2. What “same price” means once you account for inflation
Adjusting gasoline prices using the Bureau of Labor Statistics’ CPI for gasoline changes the comparison: official CPI indices show the gasoline CPI was 264.017 in 2021 and 280.631 in 2025, which produces an inflation-adjusted equivalence where $3.29 in 2021 has the same gasoline‑category purchasing power as about $3.50 in 2025 — meaning real gasoline costs rose modestly in CPI terms even if nominal pump prices look similar [4].
3. Why nominal averages can mask big monthly swings
Gasoline is highly volatile. Datasets from the Energy Information Administration (EIA), GasBuddy and other trackers show strong intra‑year swings — for example, 2024 saw a peak near $3.61 in April and a decline to about $3.02 in December; 2025 months have ranged from about $3.08 (January) to $3.17 (April/September) in reported averages [2] [5]. So a single “2021 vs 2025” comparison depends heavily on which month or week you compare [6] [2].
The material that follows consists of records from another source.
PR #220, opened 2021-10-29
Added slow5 parser

Koeng101:
This PR will add a slow5 and blow5 format parser, from https://github.com/hasindu2008/slow5tools

This won't implement the fast5 -> slow5 functionality, but will be able to read and write those files for downstream use.


Koeng101:
Linter should be failing due to metadata being a lot. For coverage, we're going to have to add a ton of test files, which will be fun.

Koeng101:
https://pkg.go.dev/github.com/bmkessler/streamvbyte + https://pkg.go.dev/github.com/klauspost/compress/zstd should be useful for blow5 compression native to golang.

Koeng101:
@TimothyStiles Turns out I actually need this. I haven't implemented blow5, but slow5 is implemented here

Issue #7888, opened 2025-04-16
[Bug]: Line numbers are often included in `str_replace` commands


Tim-Pohlmann:
### Is there an existing issue for the same bug? (If one exists, thumbs up or comment on the issue instead).

- [x] I have checked the existing issues.

### Describe the bug and reproduction steps

I'm not sure this qualifies as a bug. Might be an improvement request instead.

I have noticed a common pattern that leads to a failed command execution when OpenHands tries to edit a file via `str_replace`:
1. It checks the file content via `cat -n`. The output includes line numbers (due to `-n`).
2. It calls `str_replace` but it includes the line numbers in the argument strings.
This results in the `str_replace` command not finding a match in the file and therefore not replace anything.

I'm running OpenHands via GitHub Actions, if that makes a difference.

I tried to mitigate the issue by adding some instructions in a `.openhands_instructions` file but with little to no effect.

### OpenHands Installation

GitHub resolver

### Operating System

None

enyst:
> I'm running OpenHands via GitHub Actions, if that makes a difference.

This doesn't make a difference. What LLM you are using, might matter, though, with what LLMs do you see this?

Cc: @ryanhoangt

Tim-Pohlmann:
Gemini Flash Lite

ryanhoangt:
> 1. It checks the file content via `cat -n`. The output includes line numbers (due to `-n`).
> 2. It calls `str_replace` but it includes the line numbers in the argument strings.
This results in the `str_replace` command not finding a match in the file and therefore not replace anything.

This seems to me like a limitation in the LLM's tool use 🤔 ideally, after using `cat -n`, it should recognize that line numbers are just part of the display and shouldn't be included when passing file content to tools.

enyst:
> I tried to mitigate the issue by adding some instructions in a `.openhands_instructions` file but with little to no effect.

I'm sorry, I see we haven't updated the resolver README.md on this, but we have deprecated the `.openhands_instructions` way of customizing instructions, in favor of a `repo.md` file in a particular location like this one is:
https://github.com/All-Hands-AI/OpenHands/blob/main/.openhands/microagents/repo.md

[repo.md](https://github.com/All-Hands-AI/OpenHands/tree/main/microagents#2-repository-instructions-private)

Could you please try that?

@openhands-agent 
Can you update the resolver README.md to point to the microagents' information about repo.md, instead of .openhands_instructions? The relevant link is the last I linked in this comment.

[...]

PR #8010, opened 2025-04-22
Refactor SWE-bench instruction

enyst:

This PR proposes to refactor how we choose the SWE-bench instruction: pick it up from a template file, per `mode` (SWT, SWE bench) and per model (claude, gemini, GPT-4.1 have their own, and a default that is the current default instruction)

IMHO this will enable us to adjust prompts when we test other LLMs more easily.

The current behavior with Claude Sonnet is unchanged.

Split out from #7748  #7895 

---

---

```
docker run -it --rm   -p 3000:3000   -v /var/run/docker.sock:/var/run/docker.sock   --add-host host.docker.internal:host-gateway   -e SANDBOX_RUNTIME_CONTAINER_IMAGE=docker.all-hands.dev/all-hands-ai/runtime:2559ccf-nikolaik   --name openhands-app-2559ccf   docker.all-hands.dev/all-hands-ai/openhands:2559ccf
```


mamoodi:
- submitted instances: 5
- empty patch instances: 0
- resolved instances: 5
- unresolved instances: 0
- error instances: 0 - Download at: https://github.com/All-Hands-AI/pr-eval-results/releases/download/1.0.0/swe-bench-instruction-549_25-05-09-15-25.tar.gz

xingyaoww (commented):
Overall LGTM! Quick question: where do we get the instruction for gpt4 and gemini -- there official source?

enyst:
@xingyaoww 

GPT-4.1 is indeed from OpenAI, from here: [4.1 swe-bench instruction](https://cookbook.openai.com/examples/gpt4-1_prompting_guide#sample-prompt-swe-bench-verified).
(should we name the file “GPT41” instead of “GPT4”?)

Gemini is a prompt I came up with, in part inspired by Google cookbooks, and tested here:
- https://github.com/All-Hands-AI/OpenHands/pull/7748

That PR is a bit old, but not forgotten! It did seem to help! It showed some ~5% difference on some version of Gemini (I think the first 2.5). More importantly, I saw why: with the default instruction, Gemini skipped tests a lot, and with this instruction, it doesn’t. That made it pass instances it was failing before. This prompt rewrites things in a more Gemini style, avoids to say that “I took care of tests”, and, to the contrary, it tries to push it a bit, to not get too lazy.
Gemini _is_ lazier than Sonnet. 😅

IMHO we could take in Gemini too, and iterate on it. As soon as I have some time to focus on it, I’d like to try a  Gemini 50-instances run, with tools to which we add information that Gemini gets tripped up all the time (like [this microagent](https://github.com/All-Hands-AI/OpenHands/issues/7888#issuecomment-2956592635) that I’m using all the time), and probably a bit different system prompt.

xingyaoww (approved):
Thanks engel! Let's get this in then!

PR #8017, opened 2025-04-22
feat: Add CLI support for /new, /status and /settings

pandukamuditha:

Adds support for /new, /status, and /settings in the CLI
- /new - Closes the current session and creates a new one
- /status - Prints the current session status and stats
- /settings - Display and allow basic and advanced settings to be configured

---

- Integrated SettingsStore (FileSettingsStore) into CLI for persisting session settings
- Integrated a custom lexer to display diff highlights for file edits
- Refactored cli.py into smaller units
- Refactored/moved session settings from: `openhands/server/settings.py` to: `/openhands/storage/data_models/settings.py`
- Refactored/moved list LLM models functionality from: `openhands/server/routes/public.py` to `openhands/utils/llm.py`
- Added dependency check on tmux
- Resolved an issue with detecting poetry env

---


enyst (changes requested):
Thank you for doing this, it looks like there are great improvements here!

I have some doubts about reproducing the behavior of the web frontend on settings though, which seems like what this PR is doing. In the same time, at a glance it has improvements too, moving some core stuff out of `server` is better!

However, a CLI user has direct access to the configuration of the application via `config.toml` file. I'm not sure we should make them use a `json` file too. Json is not a good format for configuration files, IMHO, it's not friendly to normal manual modification in a random editor. If the user modifies some via the cli app, and some manually, it's not clear to me that they even can get the result they want.

I'd appreciate to think it over a bit. Our settings are a bit messy, and it's not due to the PR, sorry, it just is. I think we need to think how to make them better - or move towards them becoming better - though.

openhands/core/cli_settings.py
```diff
@@ -0,0 +1,354 @@
...
+        provider = getattr(
+            llm_config,
+            'provider',
+            llm_config.model.split('/')[0] if '/' in llm_config.model else 'Unknown',
+        )
+        labels_and_values.extend(
+            [
+                ('   LLM Provider', str(provider)),
+                ('   LLM Model', str(llm_config.model)),
+                ('   API Key', '********' if llm_config.api_key else 'Not Set'),
```
enyst, line 49: The `labels_and_values` here are those from frontend, but they come from `config: AppConfig`, not from the (moved) settings store? Maybe I'm missing some new logic, sorry, it's a large PR 😅 - could you please explain the intention here. Maybe we can get the values from everywhere the user may have set them, in order of priority?

openhands/core/cli_settings.py
```diff
@@ -0,0 +1,354 @@
...
+        settings = Settings()
+
+    settings.llm_model = provider + organized_models[provider]['separator'] + model
+    settings.llm_api_key = SecretStr(api_key)
+    settings.llm_base_url = None
+    settings.agent = OH_DEFAULT_AGENT
+    settings.confirmation_mode = False
+    settings.enable_default_condenser = True
+
+    await settings_store.store(settings)
```
enyst, line 238: It looks like this function loads the user configuration from `AppConfig`, but then stores it in `settings_store`. What will happen next time this function is called, will it still load from `config`? Or do we override somewhere?

openhands/core/cli_utils.py
```diff
@@ -0,0 +1,165 @@
...
+
+from openhands.core.cli_tui import (
+    UsageMetrics,
+)
+from openhands.events.event import Event
+from openhands.llm.metrics import Metrics
+
+
+def manage_openhands_file(folder_path=None, add_to_trusted=False):
+    openhands_file = Path.home() / '.openhands.toml'
```
enyst, line 13: Could you explain what do you intend  `.openhands.toml` to be? As of now, we don't have this configuration file, we have a `config.toml`, and it could be in the project directory or anywhere else (path is configurable I think)

I tend to agree that maybe the non-default file should be in the user's home TBH

Makefile
```diff
@@ -101,6 +102,15 @@ check-docker:
...
 
+check-tmux:
+	@echo "$(YELLOW)Checking tmux installation...$(RESET)"
+	@if command -v tmux > /dev/null; then \
+		echo "$(BLUE)$(shell tmux -V) is already installed.$(RESET)"; \
+	else \
+		echo "$(RED)tmux is not installed. Please install tmux to continue.$(RESET)"; \
+		exit 1; \
+	fi
+
```
enyst, line 113: Minor thing, but this is a large PR : we could maybe split the `tmux` issue in another PR?

enyst:
The display and behavior of the `cli` are great! I'm testing it a bit. 😅 

I see a couple of unexpected things on this branch, though I'm not sure if they come from this PR.

I started the cli, from the vscode debugger as usual, with predefined args, among which:
```
      "args": [
        "-t",
        "Write a file about the eight queens solution",
```
In config.toml I have set `local` runtime.

```
Do you trust the files in this folder?                                                                                                                                                                                                                                  │
│   /Users/enyst/repos/odie/workspace                                                                                                   
                                                                                                                               
│ OpenHands may read and execute files in this folder with your permission.                                                             

Do you wish to continue?
...
OpenHands CLI v0.33.0
Initialized session bc7e1649-e765-471d-90f3-44a0b17e9b3e
Let's start building!
What do you want to build? Type /help for help
```

At this point, it took quite a long time of waiting. The thing is, I started it with a task (`-t`), so I expected to display my task, and run with it. It didn't display it; it did, after some time of waiting, execute it.

I don't know yet if the non-display is from this PR or before.
(and I'm not sure it's important, but I think it was a request from our users, and if we have the arg, the behavior should be consistent IMHO)

Later, a strange thing happened when it couldn't write on the filesystem, as it thinks it's "/workspace/" for some reason.

```
I'll create a file about the eight queens solution in the playground repository. I'll use the `str_replace_editor` to create a new file with an explanation and a Python implementation.
┌─────────────────────────────────────────────────────────────| File Edit |─────────────────────────────────────────────────────────────┐
│(no changes detected. Please make sure your edits change the content of the existing file.)                                            │
│                                                                                                                                       │
└───────────────────────────────────────────────────────────────────────────────────────────────────────────────────────────────────────┘
test

I apologize for the error. It seems the `/workspace/playground` directory might not exist. Let me first create the directory and then create the file.

┌───────────────────────────────────────────────────────────| Action Output |───────────────────────────────────────────────────────────┐
│mkdir: /workspace: Read-only file system
```

This also might not be this PR, I'm not sure yet. It's possible, even likely, that we hardcode "/workspace" somewhere. FWIW I run on `local runtime`, usually, including earlier today from `main.py`, successfully, and never seen it look for "/workspace". 🤔

openhands/server/settings.py
```diff
@@ -1,104 +1,6 @@
...
-            max_iterations=app_config.max_iterations,
-            security_analyzer=security.security_analyzer,
-            confirmation_mode=security.confirmation_mode,
-            llm_model=llm_config.model,
-            llm_api_key=llm_config.api_key,
-            llm_base_url=llm_config.base_url,
-            remote_runtime_resource_factor=app_config.sandbox.remote_runtime_resource_factor,
-        )
-        return settings
+from openhands.storage.data_models.settings import Settings
```
enyst, line 3: Totally trivial, maybe we could also split into another PR the moves to `storage` and to `utils.llm`? It could make it clear when we also change them in this PR, if at all. And allow us to test them separately.

openhands/core/cli_tui.py
```diff
@@ -0,0 +1,566 @@
+# CLI TUI input and output functions
+# Handles all input and output to the console
+# CLI Settings are handled seperately in cli_settings.py
+
+import asyncio
+import sys
+import time
+from typing import List, Optional
```
enyst, line 8: Nit: we use python 3.12+, and, while we haven't been always consistent on this, we prefer the use of builtins like `list`, `| None` in the place of the older typing classes

openhands/core/cli_tui.py
```diff
@@ -0,0 +1,566 @@
...
+
+
+class UsageMetrics:
+    def __init__(self):
+        self.total_cost: float = 0.00
+        self.total_input_tokens: int = 0
+        self.total_output_tokens: int = 0
+        self.total_cache_read: int = 0
+        self.total_cache_write: int = 0
+        self.session_init_time: float = time.time()
```
enyst, line 69: We have the `Metrics` class storing this kind of metrics. Is there a reason why we can't just use it?

openhands/core/cli_utils.py
```diff
@@ -0,0 +1,165 @@
...
+    if not token_usage:
+        return
+
+    prompt_tokens = getattr(token_usage, 'prompt_tokens', 0)
+    completion_tokens = getattr(token_usage, 'completion_tokens', 0)
+    cache_read = getattr(token_usage, 'cache_read_tokens', 0)
+    cache_write = getattr(token_usage, 'cache_write_tokens', 0)
+
+    usage_metrics.total_input_tokens += (
+        prompt_tokens if isinstance(prompt_tokens, int) else 0
```
enyst, line 64: Please tell if I don't see this right, this adds input tokens found in `accumulated_tokens_usage` object? I _think_ those are already the sum of previous prompts. Do we have a test to verify that counting them here doesn't double-count?

openhands/core/cli_utils.py
```diff
@@ -0,0 +1,165 @@
...
+    )
+    usage_metrics.total_output_tokens += (
+        completion_tokens if isinstance(completion_tokens, int) else 0
+    )
+    usage_metrics.total_cache_read += cache_read if isinstance(cache_read, int) else 0
+    usage_metrics.total_cache_write += (
+        cache_write if isinstance(cache_write, int) else 0
```
enyst, line 71: Nit: In this method, I'm not sure we need all these `isinstance`, could we do it differently or use the original object?

openhands/core/cli_commands.py
```diff
@@ -0,0 +1,293 @@
...
+        )
+
+    if new_session_requested:
+        close_repl = True
+        new_session_requested = True
+        event_stream.add_event(
+            ChangeAgentStateAction(AgentState.STOPPED),
+            EventSource.ENVIRONMENT,
+        )
+        display_shutdown_message(usage_metrics, sid)
```
enyst, line 201: Could we not stop the session for LLM settings? Normally, this isn't necessary, an existing event stream can be loaded with another LLM or continue with another LLM just fine. So switching LLM can work with the same session. Unless there's some reason in this PR why it's difficult?

Afaik CLI doesn't load previous sessions, unless that changed? So if we force a stop here it implies that you can never switch LLM, not even by restarting the app.

openhands/core/cli.py
```diff
@@ -40,633 +45,64 @@
...
+            task.cancel()
+
+        # Wait for all tasks to complete with a timeout
+        if pending:
+            await asyncio.wait(pending, timeout=5.0)
+
+        # Reset agent, close runtime and controller
+        agent.reset()
+        runtime.close()
+        await controller.close()
```
enyst, line 86: This looks right to me, I do have a couple small questions though:
- `agent.reset` also clears out the LLM metrics. Do we really need or want to do that? They could be useful and I think today we don't [save trajectory](https://github.com/All-Hands-AI/OpenHands/blob/5d749aeba795d026cc1eb14339955752ebd35346/openhands/core/main.py#L218) from cli, but if we want to save them, we may want metrics in. Or display them to the user, idk.
- just out of curiosity, does this work well without needing to call [this close](https://github.com/All-Hands-AI/OpenHands/blob/5d749aeba795d026cc1eb14339955752ebd35346/openhands/events/stream.py#L79) ?

bashwara:
> I'd appreciate to think it over a bit. Our settings are a bit messy, and it's not due to the PR, sorry, it just is. I think we need to think how to make them better - or move towards them becoming better - though.

Thanks @enyst for the feedback. I agree that the settings approach has room to improve and to unify in terms of approach. Let us take a look at options around this post this initial iteration. Will consult you for feedback.

openhands/core/cli_settings.py
bashwara: `AppConfig` is populated in the order of priority at CLI (cli.py) startup with the following, in the order of increasing precedence. `config.toml`, `SettingsStore`, CLI args. Hope this clarifies.

openhands/core/cli_settings.py
bashwara: Same as the above.

> config: AppConfig is populated in the order of priority at CLI (cli.py) startup with the following, in the order of increasing precedence. config.toml, SettingsStore, CLI args. Hope this clarifies.

On subsequent runs after the settings are set, `SettingsStore` will take priority if there are no CLI args.

Makefile
bashwara: Agree. We'll raise a separate PR for it.

bashwara:
> At this point, it took quite a long time of waiting. The thing is, I started it with a task (`-t`), so I expected to display my task, and run with it. It didn't display it; it did, after some time of waiting, execute it.
> 
> I don't know yet if the non-display is from this PR or before. (and I'm not sure it's important, but I think it was a request from our users, and if we have the arg, the behavior should be consistent IMHO)

Yeah we noticed this as well. We'll push an update for this.

> Later, a strange thing happened when it couldn't write on the filesystem, as it thinks it's "/workspace/" for some reason.

> This also might not be this PR, I'm not sure yet. It's possible, even likely, that we hardcode "/workspace" somewhere. FWIW I run on `local runtime`, usually, including earlier today from `main.py`, successfully, and never seen it look for "/workspace". 🤔

On the issue of the `/workspace`. This appears to be a bit non-deterministic. Something we'll continue to investigate.

openhands/server/settings.py
bashwara: The reason why we did it this way to do the related refactoring in one go. But I agree that it could've been broken up. Let us know if you have a major concern in moving forward with this as it would require a few more cycles to finish up otherwise.

openhands/core/cli_tui.py
bashwara: Noted. Will push an update.

openhands/core/cli_utils.py
enyst: I think the goal you pointed out is absolutely worthwhile, and thank you for the detail. I got to read the whole PR in the mean time, sorry for the initial post on the run.

I noticed locally that it saved trusted directories.

Trusted directories seems like a sandbox-related setting, perhaps a local runtime specific one. What do you think about:
- define it in sandbox_config
- load it normally as part of `load_app_config` from the default toml, if present (`config.toml`)
- then override it from the user-specific toml, if any (`~/.openhands.toml`) ?

openhands/core/cli_settings.py
enyst: This sounds just right, thank you. I will mark this as solved, appreciate the response, please don't mind if I may come back on this kind of issue later though. I do think it's super-important to get this right, and unfortunately we dropped the ball sometimes. 😅

openhands/core/cli_settings.py
enyst: Thank you. Do we have unit tests for the order of precedence?

openhands/core/cli_tui.py
bashwara: We're also storing `session_init_time` to calculate the current session duration in the `UsageMetrics` class. So at the time defining our own class with just the attributes we wanted felt fitting. But I agree that we could certainly reuse the original `Metrics` class rather than defining the same attributes again. Will add a change for it.

openhands/core/cli_utils.py
bashwara: Initially when we were doing the implementation for the usage metrics calculation, token usage was calculated on a per request. We now noticed that implementation has been updated to track the accumulated token usage. Will change this implementation accordingly. Thanks for pointing that out.

openhands/core/cli_utils.py
bashwara: Technically no, and I agree that there maybe some redundancy here I was just being extra careful as I ran into some cases of missing fields. Will remove this.

openhands/core/cli_commands.py
bashwara: Right now we focused sticking to the existing approaches and patterns so that we can focus on the TUI aspects as a first step. This maybe something that can be done as a further enhancement.

openhands/core/cli.py
bashwara: 1. We do display the metrics before this step. Maybe the trajectory functionality can be worked on as a further enhancement. Would like to learn more about how this functionality works a well.
2. A quick cursory test shows that it works fine even without this. But may need a bit more testing to confirm.

openhands/core/cli_commands.py
enyst: I'm with you on existing approaches and patterns, but maybe I don't fully see how it applies here. `openhands` _just works_ if I switch the LLM mid-session or rather, with headless, next reload of a session. It looks to me like that is normal behavior, while this adds a constraint that didn't exist before.

Or perhaps I see what you're saying, but it's because the CLI use case lacks it, simply:
- when run via `main.py`, you can reload a session with another LLM just fine
- when run via `agent_session`, you can reload a session and switch LLM
- when run via `cli.py`, I think we don't have the ability to reload sessions at all, and switching LLMs is something this PR introduces. So the PR adds it without the normal behavior present in other use cases.

rbren: @enyst I think if you change your settings mid-session, the current session continues to use the old settings?

enyst: You may be right! I was thinking about that, I'm not sure of the current UI behavior.

That's okay though, if you think it breaks expectations maybe a single log line could tell the user that hey, saved, but those model settings will only apply when you restart? To keep it simple for now?

The current implementation seems to force the user to only change LLM settings when they start a session, or remember to change before they end one. That seems a bit unfriendly to me.

enyst: Please note that with the UI, there was a timeframe when the user was unable to change settings only because of a bit of FE code that was forcing them into a new session. However, if you refreshed the old conversation, it was loading it with the new settings.

I would love it if we didn't repeat that behavior in cli. 🤣

Makefile
bashwara: @enyst A separate PR has been raised for this - https://github.com/All-Hands-AI/OpenHands/pull/8043

openhands/core/cli_tui.py
bashwara: @enyst this has been addressed

openhands/server/settings.py
enyst: I took a stab at comparing the actual changes on these moves, and it seems they're equivalent. So they're really just moving things. I am just trying to understand what changed. 😅 

Gotcha, no worries, thank you. I can deal with it.

openhands/core/cli_tui.py
bashwara: @enyst Refactored the current implementation to leverage the original Metrics class.

openhands/core/cli_utils.py
bashwara: @enyst this has been addressed.

openhands/core/cli_utils.py
pandukamuditha: The main idea for having a separate config file: `.openhands.toml` for storing trusted folders is that it's intended to be written by the CLI and used as a store, rather than being directly modified by users. This differs from `config.toml`, which is primarily for manual, user-configured settings.

For this reason, we thought it would be more appropriate to not include the trusted folders as part of `config.toml`.

openhands/core/cli_settings.py
bashwara: Yeah, a unit test has been added to cover it.

openhands/core/cli_utils.py
enyst: I understand it may feel like the users don't touch it, but I think such assumption is leading us the wrong route.

Let's assume that it is as available for people as the other is - because it is. It's a file on the local machine, and as noted above, the `config.toml` file has a configurable path, so users could even decide it's in `~` anyway. 🤔

The way I think of this issue, is that the configuration files we have should, eventually, become 2 files:
- a default file, let's call it system configuration file (`./config.toml`)
- a user-specific file, such as perhaps `~/.openhands.toml` or `~/.openhands/config.toml`

With the note:
- _The user-specific options are overriding the default ones._

I think you are absolutely correct that moving forward we should aim to unify CLI and FE settings. I think we can do that by aiming to get the `.json` merged into the user-specific `toml`.

We can build the user-specific file options step by step. We currently know a dozen or so. (those in json, plus this)
Most exist in the main configuration file.

We do need to be consistent though. I think we should not add another configuration file with options inconsistent with the main configuration, or we'll never unify them. 😅

I'd suggest to think of it as, the user-specific file is an override of the general configuration. So that the precedence becomes (as it is already the case in some measure, or rather, should be the case, with the `.json`):
BaseModels defaults < `config.toml` < `~/.openhands.toml` / `settings.json` < env vars < args

Are there major issues with this, what do you think? It would be great to have a clear view of the goal here!

openhands/core/cli.py
enyst: Thank you! I think you're right.

The trajectories can be enabled in `config.toml`, and work in headless mode (via `main.py`).

I think they are cool to see on the [trajectory visualizer](https://github.com/All-Hands-AI/trajectory-visualizer?tab=readme-ov-file)!

My questions were answered, thank you, I'll mark this as solved to keep the github view readable.

openhands/core/cli_commands.py
rbren: Yeah agreed I think we can just not kill the session after changing settings

openhands/core/cli_utils.py
rbren: What's the simplest path forward here? Should we just overwrite config.toml?

I think all of these could just go into settings.json as well...

enyst: Wait, what do you mean by all of these, only what's in the new `.openhands.toml`? (sorry, it's late)

Yes, we could overwrite `config.toml` in this PR, the vars can go in sandbox section.

bashwara: Based on this, I believe the best way forward is that we'll add the trusted directory setting to the `config.toml` which can be overridden by the `.openhands.toml` in user's home directory.

Are you good with this approach? @enyst @rbren

enyst: I think we could even, as Robert said, just write the directories in `config.toml` directly. Or am I missing something?

This new file, could you please confirm, is it only for directories for now?

If you think the simplest for the moment is to continue using this new configuration file -  then let's use it, and next time we see where we're going with this.

openhands/core/cli_commands.py
pandukamuditha: Sounds good! We agree that immediately terminating the session after a settings change could create a less-than-ideal user experience.
As suggested by @enyst this can be modified so that saving settings will no longer automatically close the current session. Instead, the new settings will be applied when the user restarts the CLI. We can print a message to indicate this to the user.

openhands/core/cli_utils.py
enyst: I took another look at this. I agree with you @bashwara , the simplest way forward is to add trusted directory to config.toml and read it too; but for writing, override it by writing to `~/.openhands/config.toml`.

Lets use `.openhands/config.toml` please, it should be the same thing for the PR right now.

openhands/core/cli_settings.py
```diff
@@ -134,9 +134,19 @@ async def get_validated_input(
     return value
 
 
+def save_settings_confirmation() -> bool:
+    return (
+        cli_confirm(
+            '\nSave new settings? (Restart CLI to take effect)',
```
enyst, line 140:
```suggestion
            '\nSave new settings? (They will take effect after restart)',
```

openhands/core/cli_utils.py
bashwara: > This new file, could you please confirm, is it only for directories for now?

Yes, we're only using  `~/.openhands.toml` for the purpose of keeping track of the user trusted directories for the CLI at the moment.

> I took another look at this. I agree with you @bashwara , the simplest way forward is to add trusted directory to config.toml and read it too; but for writing, override it by writing to `~/.openhands/config.toml`.
> 
> Lets use `.openhands/config.toml` please, it should be the same thing for the PR right now.

We're planning to open another PR early next week to add commands: `/pause` & `/resume` to complete the new CLI experience. Shall we discuss further and implement these suggestions along with that?

openhands/core/cli_commands.py
pandukamuditha: @enyst, this new logic has been implemented. Pls have a look

enyst: Thank you!

openhands/core/cli_utils.py
pandukamuditha: @enyst This has been a very productive conversation, and I think we have a clear path forward.

Here's what we landed on for the CLI trusted directories configuration:

* The trusted directories configuration for the CLI needs to be added to the `config.toml` file.
    * Will be added as `xx` to the `xx` section (we should confirm the exact names).
* Users will be able to use the config in `config.toml` as their initial list of trusted directories they set up manually.
* When the CLI starts up pointed at a directory not currently in the trusted list in `config.toml`, and the user confirms they trust it, that new directory should be automatically added to their personal configuration file: `~/.openhands/config.toml`, using the same section and key.
* Configurations in `~/.openhands/config.toml` override the configurations in `config.toml`.

If the above sounds right, we can go ahead and add these changes.

enyst: Thank you @pandukamuditha ! Yes, let's do it that way.

pandukamuditha: This change is done @enyst. Pls have a look

enyst (approved):
Thank you!

This is an awesome PR, I love to see CLI getting really nice going forward.

I'll note FWIW that I kept seeing the agent trying "/workspace" and failing. Curious if maybe you found anything related to that?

4. Sources and their perspectives — government data vs private trackers
EIA provides the authoritative weekly and monthly retail gasoline price series used by researchers and is the primary government source for historical and weekly trend data [1] [6]. Private aggregators (GasBuddy, Finder, WalletHub, LendingTree, Statista) compile and present those and other data with additional context such as regional differentials and consumer impacts; for instance, Finder reported a November 13, 2025 national average of $3.07 and labeled California as the most expensive state at $4.68 [3]. These private trackers often emphasize short‑term movements and local extremes whereas EIA provides the underlying official series [1] [3].
5. Regional variation — states tell a very different story
National averages hide big state gaps: as recent trackers show, California prices can be near $4.68 per gallon while states such as Oklahoma or Mississippi have averages closer to the mid‑$2s; those regional spreads drive markedly different experiences for drivers in different places even when the national average is near $3.07 [3]. Choosing national averages alone can obscure those political and economic impacts.
6. What to watch if you’re forecasting or budgeting
Analysts point to oil markets, refinery outages, seasonal demand, and policy (taxes, regulations) as the main drivers of short‑term pump swings; the EIA and other outlooks stress that winter demand and global oil market shifts can move prices quickly [7] [6]. For budgeting, using monthly averages (not a single date) and checking regional trackers such as GasBuddy or state breakdowns on Finder reduces the risk of surprise [8] [3].
7. Limitations and remaining questions
Available sources do not mention a single definitive “2021 national average listed here” number from EIA within the provided snippets, though multiple EIA pages and private trackers supply monthly and weekly series to construct precise yearly averages [1] [6] [3]. If you want an exact calendar‑year average (to the cent) for 2021 and for 2025, the EIA monthly/weekly series will give that and is cited above [1] [6].
If you’d like, I can extract exact EIA monthly averages and compute calendar‑year averages for 2021 and 2025 or produce a state‑by‑state comparison using the trackers cited (tell me which you prefer) [1] [3] [2].